(Data for the task)
PR #430, opened 2015-11-21
Hw3

draj36:


HW3/P3/sum.cl
```diff
@@ -24,8 +29,17 @@ __kernel void sum_coalesced(__global float* x,
...
     //
     // See http://www.nehalemlabs.net/prototype/blog/2014/06/16/parallel-programming-with-opencl-and-python-parallel-reduce/
-    for (;;) { // YOUR CODE HERE
-        ; // YOUR CODE HERE
+    loglSize = 1;
+    temp  = lSize >> 1;
+    while (temp > 1){
+        temp = temp >> 1;
+        loglSize = loglSize + 1;
+    }
```
adisuissa, line 37: Instead of using the above while loop, you can incorporate this to following for loop,
by setting the initial j to lSize >> 1 or (lSize/2), and decrease it by half on each iteration.

HW3/P3/sum.cl
```diff
@@ -48,8 +63,16 @@ __kernel void sum_blocked(__global float* x,
...
-    for (;;) { // YOUR CODE HERE
-        ; // YOUR CODE HERE
+    lSize = get_local_size(0);
+    gID = get_global_id(0);
+    if (k-1 < N - k*gID){
+        minS = k;
+    }
+    else{
+        minS = N - k*gID;
+    }
```
adisuissa, line 73: You can simplify the above if statement, and just put in the following for loop condition:
...; j < k_(gID +1) && (k_gID + j) < N; ...

HW3/P4/median_filter.cl
```diff
@@ -12,23 +13,81 @@ median_3x3(__global __read_only float *in_values,
...
 
+    if ((y < h) && (x < w)){
+        if (lID < buf_w){ // only work with buf_w threads
+            xTemp = buf_corner_x + lID;
+            xUse = xTemp;
+            if (xTemp < 0){ // if pixel out of bounds, add compensation steps to find closest in bound pixel
+                    xUse += 1;
+            }
+            if (xTemp > w - 1){
+                xUse -= 1;
```
adisuissa, line 47: This would lead to accessing wrong values if the buffer size has more than 1 value out of bounds with the right side of the input matrix.

HW3/P4/median_filter.cl
```diff
@@ -12,23 +13,81 @@ median_3x3(__global __read_only float *in_values,
...
+            }
+            for (row = 0; row < buf_h; row++) {
+                yTemp = buf_corner_y + row;
+                yUse = yTemp;
+                if (yTemp < 0){
+                    yUse += 1;
+                }
+                if (yTemp > h - 1){
+                    yUse -= 1;
```
adisuissa, line 56: This would lead to accessing wrong values if the buffer size has more than 1 value out of bounds with the bottom of the input matrix.

HW3/P4/median_filter.cl
```diff
@@ -12,23 +13,81 @@ median_3x3(__global __read_only float *in_values,
...
-    //
-    // It may be helpful to consult HW3 Problem 5, and
-    // https://github.com/harvard-cs205/OpenCL-examples/blob/master/load_halo.cl
-    //
-    // Note that globally out-of-bounds pixels should be replaced
-    // with the nearest valid pixel's value.
+    buf_x = lx + halo;
+    buf_y = ly + halo;
 
+    if ((y < h) && (x < w)){
```
adisuissa, line 39: This if statement should not be here.
It may cause a partial population of the buffer (specifically, avoid loading the column next to the right-most input matrix column).
You should look again at HW3 Problem 5, and https://github.com/harvard-cs205/OpenCL-examples/blob/master/load_halo.cl

HW3/P5/label_regions.cl
```diff
@@ -94,6 +139,7 @@ propagate_labels(__global __read_write int *labels,
             // multiple threads might write this.
             *(changed_flag) += 1;
             labels[y * w + x] = new_label;
```
adisuissa, line 141: This update should also be done using atomic_min.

(Exercise description) Go through the entries above and copy each line with "wrong" in it.

(Response below)
adisuissa, line 47: This would lead to accessing wrong values if the buffer size has more than 1 value out of bounds with the right side of the input matrix.
adisuissa, line 56: This would lead to accessing wrong values if the buffer size has more than 1 value out of bounds with the bottom of the input matrix.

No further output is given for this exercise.